"""

PR #3532, opened 2023-11-16
Remove Scalar Crypto and BitManip

cyyself:
**Related issue**: #3529

**Type of change**: feature request

**Impact**: API modification

**Development Phase**: implementation

**Release Notes**
Remove Scalar Crypto and BitManip as discussed in #3529

PR #3534, opened 2023-11-18
The new decoder

cyyself:
This PR takes over #3498 and removed Zb* and Zk* since #3532 has been merged.

**Related issue**: #3498

**Release Notes**
Switch to DecodeTable API.

### DIFF
--- a/.gitmodules
+++ b/.gitmodules
@@ -7,3 +7,9 @@
 [submodule "dependencies/chisel"]
 	path = dependencies/chisel
 	url = https://github.com/chipsalliance/chisel.git
+[submodule "dependencies/rvdecoderdb"]
+	path = dependencies/rvdecoderdb
+	url = https://github.com/sequencer/rvdecoderdb.git
+[submodule "dependencies/riscv-opcodes"]
+	path = dependencies/riscv-opcodes
+	url = https://github.com/riscv/riscv-opcodes.git
--- a/src/main/scala/rocket/Decoder.scala
+++ b/src/main/scala/rocket/Decoder.scala
@@ -1,0 +1,709 @@
+// SPDX-License-Identifier: Apache-2.0
+// SPDX-FileCopyrightText: 2023 Jiuyang Liu <liu@jiuyang.me>
+
+package org.chipsalliance.rocketcore.decoder
+
+import chisel3._
+import chisel3.util.BitPat
+import chisel3.util.experimental.decode._
+import org.chipsalliance.rvdecoderdb.{Encoding, Instruction, InstructionSet, Utils}
+
+// behave like ChiselEnum, but for compatibility, use UInt for now.
+// This is going to be upstreamed to Chisel in the future.
+trait UOP {
+  def width: Int
+
+  def dontCare: BitPat = BitPat.dontCare(width)
+
+  def chiselType: TPE = UInt(width.W)
+
+  def encode(lit: Int): BitPat = BitPat(lit.U(width.W))
+
+  def encode(strLit: String): BitPat = BitPat(strLit.U(width.W))
+
+  type TPE = UInt
+}
+
+trait UOPDecodeField[T <: DecodePattern] extends DecodeField[T, UInt] {
+  def uopType: UOP
+
+  def chiselType: UInt = uopType.chiselType
+}
+
+/** DecodePattern for an RISC-V instruction */
+case class RocketDecodePattern(instruction: Instruction) extends DecodePattern {
+  def isRoCC: Boolean = instruction.instructionSet.name == "rv_rocc"
+
+  override def bitPat: BitPat = BitPat("b"+instruction.encoding.toString)
+}
+
+object CustomInstructions {
+  private def rocket(name: String, encoding: Encoding) =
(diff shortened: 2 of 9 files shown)


.gitmodules
```diff
@@ -7,3 +7,9 @@
 [submodule "dependencies/chisel"]
 	path = dependencies/chisel
 	url = https://github.com/chipsalliance/chisel.git
+[submodule "dependencies/rvdecoderdb"]
+	path = dependencies/rvdecoderdb
+	url = https://github.com/sequencer/rvdecoderdb.git
```
sequencer, line 12: After @jerryz123 approves, I will transfer this repo to chipsalliance.

src/main/scala/rocket/Decoder.scala
```diff
@@ -0,0 +1,709 @@
...
+      case i if Seq("jalr").contains(i) => y
+      case _ => n
+      // format: on
+    }
+  }
+
+  object rxs2 extends BoolDecodeField[RocketDecodePattern] {
+    override def name: String = "rxs2"
+
+    override def genTable(op: RocketDecodePattern): BitPat = op.instruction.name match {
```
sequencer, line 201: can you sort it by instruction set? for maintaining purpose

src/main/scala/rocket/RocketCore.scala
```diff
@@ -176,30 +177,89 @@ class Rocket(tile: RocketTile)(implicit p: Parameters) extends CoreModule()(p)
...
-    Seq(new IDecode(aluFn))
-  } flatMap(_.table)
-
-  val ex_ctrl = Reg(new IntCtrlSigs(aluFn))
-  val mem_ctrl = Reg(new IntCtrlSigs(aluFn))
-  val wb_ctrl = Reg(new IntCtrlSigs(aluFn))
+
+  val decoderParameter = org.chipsalliance.rocketcore.decoder.InstructionDecoderParameter(
+    // TODO: configurable
+    (org.chipsalliance.rvdecoderdb.fromFile.instructions(os.pwd / "dependencies" / "riscv-opcodes") ++
```
sequencer, line 183: can you fixup this TODO? with out configuring it, downstream users cannot use it.

sequencer (commented):
some TODO need to be resolved, other LGTM(since I wrote it).
Need review by @jerryz123

src/main/scala/rocket/Decoder.scala
```diff
@@ -199,7 +199,7 @@ class InstructionDecoder(p: InstructionDecoderParameter) {
...
+      case i if Seq("amomaxu.w", "amoand.w", "amoor.w", "amoxor.w", "amoswap.w", "lr.w", "amomax.w", "amoadd.w", "amomin.w", "amominu.w", "sc.w", "lr.d", "amomax.d", "amoswap.d", "amoxor.d", "amoand.d", "amomin.d", "amoor.d", "amoadd.d", "amomaxu.d", "amominu.d", "sc.d", "hsv.w", "hsv.b", "hfence.vvma", "hsv.h", "hfence.gvma", "hsv.d", "or", "srl", "sltu", "sra", "sb", "add", "xor", "beq", "bge", "sw", "blt", "bgeu", "bltu", "bne", "sub", "and", "slt", "sh", "sll", "addw", "sd", "sllw", "sraw", "subw", "srlw", "mulhsu", "rem", "div", "mul", "mulhu", "mulh", "remu", "divu", "remuw", "divw", "divuw", "mulw", "remw", "sfence.vma", "czero.nez", "czero.eqz", "custom0.rs1.rs2", "custom0.rd.rs1.rs2", "custom1.rs1.rs2", "custom1.rd.rs1.rs2", "custom2.rs1.rs2", "custom2.rd.rs1.rs2", "custom3.rs1.rs2", "custom3.rd.rs1.rs2").contains(i) => y
```
sequencer, line 202: How about split them with '\n'

jerryz123 (changes requested):
I do not feel confident in this change, as currently designed. The API change is very drastic.

We can keep the existing `IntCtrlSigs` bundle, and have a generator param control whether to use the new decoder (this can even be the default) or the old way.

sequencer:
> We can keep the existing IntCtrlSigs bundle

I don’t think the reason keeping the original IntCtrl is a good design since for different instruction sets support, some control signal will be different.

> And have a generator param control whether to use the new decoder (this can even be the default) or the old way.

i don’t think the maintain burden is acceptable for me :(

jerryz123:
> I don’t think the reason keeping the original IntCtrl is a good design since for different instruction sets, some control signal will be optional. The current design doesn’t support it.

I don't like the premise that additional extensions require adding signals to IntCtrlSigs. IntCtrlSigs are the control signals for the subset of the control signals for the base integer ISA... the fields in this bundle should never need to change. We should develop interfaces and APIs that allow for extensions to define their own control signals, and set the IntCtrlSignals where necessary.

> i don’t think the maintain burden is acceptable for me :(

Aggressively deprecating APIs is a large maintenance burden. I don't see how retaining support for the original decoder is a large burden, if we do it with the correct interfaces. Once done, the original decoder code should never need to change again.

I will look into integrating this without deprecating the existing decoder.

"""

» **DIRECTIONS FOR THIS TASK**: Once you have read the records above, write them all out exactly.

» **THE COMPLETED TASK**:
PR #3532, opened 2023-11-16
Remove Scalar Crypto and BitManip

cyyself:
**Related issue**: #3529

**Type of change**: feature request

**Impact**: API modification

**Development Phase**: implementation

**Release Notes**
Remove Scalar Crypto and BitManip as discussed in #3529

PR #3534, opened 2023-11-18
The new decoder

cyyself:
This PR takes over #3498 and removed Zb* and Zk* since #3532 has been merged.

**Related issue**: #3498

**Release Notes**
Switch to DecodeTable API.

### DIFF
--- a/.gitmodules
+++ b/.gitmodules
@@ -7,3 +7,9 @@
 [submodule "dependencies/chisel"]
 	path = dependencies/chisel
 	url = https://github.com/chipsalliance/chisel.git
+[submodule "dependencies/rvdecoderdb"]
+	path = dependencies/rvdecoderdb
+	url = https://github.com/sequencer/rvdecoderdb.git
+[submodule "dependencies/riscv-opcodes"]
+	path = dependencies/riscv-opcodes
+	url = https://github.com/riscv/riscv-opcodes.git
--- a/src/main/scala/rocket/Decoder.scala
+++ b/src/main/scala/rocket/Decoder.scala
@@ -1,0 +1,709 @@
+// SPDX-License-Identifier: Apache-2.0
+// SPDX-FileCopyrightText: 2023 Jiuyang Liu <liu@jiuyang.me>
+
+package org.chipsalliance.rocketcore.decoder
+
+import chisel3._
+import chisel3.util.BitPat
+import chisel3.util.experimental.decode._
+import org.chipsalliance.rvdecoderdb.{Encoding, Instruction, InstructionSet, Utils}
+
+// behave like ChiselEnum, but for compatibility, use UInt for now.
+// This is going to be upstreamed to Chisel in the future.
+trait UOP {
+  def width: Int
+
+  def dontCare: BitPat = BitPat.dontCare(width)
+
+  def chiselType: TPE = UInt(width.W)
+
+  def encode(lit: Int): BitPat = BitPat(lit.U(width.W))
+
+  def encode(strLit: String): BitPat = BitPat(strLit.U(width.W))
+
+  type TPE = UInt
+}
+
+trait UOPDecodeField[T <: DecodePattern] extends DecodeField[T, UInt] {
+  def uopType: UOP
+
+  def chiselType: UInt = uopType.chiselType
+}
+
+/** DecodePattern for an RISC-V instruction */
+case class RocketDecodePattern(instruction: Instruction) extends DecodePattern {
+  def isRoCC: Boolean = instruction.instructionSet.name == "rv_rocc"
+
+  override def bitPat: BitPat = BitPat("b"+instruction.encoding.toString)
+}
+
+object CustomInstructions {
+  private def rocket(name: String, encoding: Encoding) =
(diff shortened: 2 of 9 files shown)


.gitmodules
```diff
@@ -7,3 +7,9 @@
 [submodule "dependencies/chisel"]
 	path = dependencies/chisel
 	url = https://github.com/chipsalliance/chisel.git
+[submodule "dependencies/rvdecoderdb"]
+	path = dependencies/rvdecoderdb
+	url = https://github.com/sequencer/rvdecoderdb.git
```
sequencer, line 12: After @jerryz123 approves, I will transfer this repo to chipsalliance.

src/main/scala/rocket/Decoder.scala
```diff
@@ -0,0 +1,709 @@
...
+      case i if Seq("jalr").contains(i) => y
+      case _ => n
+      // format: on
+    }
+  }
+
+  object rxs2 extends BoolDecodeField[RocketDecodePattern] {
+    override def name: String = "rxs2"
+
+    override def genTable(op: RocketDecodePattern): BitPat = op.instruction.name match {
```
sequencer, line 201: can you sort it by instruction set? for maintaining purpose

src/main/scala/rocket/RocketCore.scala
```diff
@@ -176,30 +177,89 @@ class Rocket(tile: RocketTile)(implicit p: Parameters) extends CoreModule()(p)
...
-    Seq(new IDecode(aluFn))
-  } flatMap(_.table)
-
-  val ex_ctrl = Reg(new IntCtrlSigs(aluFn))
-  val mem_ctrl = Reg(new IntCtrlSigs(aluFn))
-  val wb_ctrl = Reg(new IntCtrlSigs(aluFn))
+
+  val decoderParameter = org.chipsalliance.rocketcore.decoder.InstructionDecoderParameter(
+    // TODO: configurable
+    (org.chipsalliance.rvdecoderdb.fromFile.instructions(os.pwd / "dependencies" / "riscv-opcodes") ++
```
sequencer, line 183: can you fixup this TODO? with out configuring it, downstream users cannot use it.

sequencer (commented):
some TODO need to be resolved, other LGTM(since I wrote it).
Need review by @jerryz123

src/main/scala/rocket/Decoder.scala
```diff
@@ -199,7 +199,7 @@ class InstructionDecoder(p: InstructionDecoderParameter) {
...
+      case i if Seq("amomaxu.w", "amoand.w", "amoor.w", "amoxor.w", "amoswap.w", "lr.w", "amomax.w", "amoadd.w", "amomin.w", "amominu.w", "sc.w", "lr.d", "amomax.d", "amoswap.d", "amoxor.d", "amoand.d", "amomin.d", "amoor.d", "amoadd.d", "amomaxu.d", "amominu.d", "sc.d", "hsv.w", "hsv.b", "hfence.vvma", "hsv.h", "hfence.gvma", "hsv.d", "or", "srl", "sltu", "sra", "sb", "add", "xor", "beq", "bge", "sw", "blt", "bgeu", "bltu", "bne", "sub", "and", "slt", "sh", "sll", "addw", "sd", "sllw", "sraw", "subw", "srlw", "mulhsu", "rem", "div", "mul", "mulhu", "mulh", "remu", "divu", "remuw", "divw", "divuw", "mulw", "remw", "sfence.vma", "czero.nez", "czero.eqz", "custom0.rs1.rs2", "custom0.rd.rs1.rs2", "custom1.rs1.rs2", "custom1.rd.rs1.rs2", "custom2.rs1.rs2", "custom2.rd.rs1.rs2", "custom3.rs1.rs2", "custom3.rd.rs1.rs2").contains(i) => y
```
sequencer, line 202: How about split them with '\n'

jerryz123 (changes requested):
I do not feel confident in this change, as currently designed. The API change is very drastic.

We can keep the existing `IntCtrlSigs` bundle, and have a generator param control whether to use the new decoder (this can even be the default) or the old way.

sequencer:
> We can keep the existing IntCtrlSigs bundle

I don’t think the reason keeping the original IntCtrl is a good design since for different instruction sets support, some control signal will be different.

> And have a generator param control whether to use the new decoder (this can even be the default) or the old way.

i don’t think the maintain burden is acceptable for me :(

jerryz123:
> I don’t think the reason keeping the original IntCtrl is a good design since for different instruction sets, some control signal will be optional. The current design doesn’t support it.

I don't like the premise that additional extensions require adding signals to IntCtrlSigs. IntCtrlSigs are the control signals for the subset of the control signals for the base integer ISA... the fields in this bundle should never need to change. We should develop interfaces and APIs that allow for extensions to define their own control signals, and set the IntCtrlSignals where necessary.

> i don’t think the maintain burden is acceptable for me :(

Aggressively deprecating APIs is a large maintenance burden. I don't see how retaining support for the original decoder is a large burden, if we do it with the correct interfaces. Once done, the original decoder code should never need to change again.

I will look into integrating this without deprecating the existing decoder.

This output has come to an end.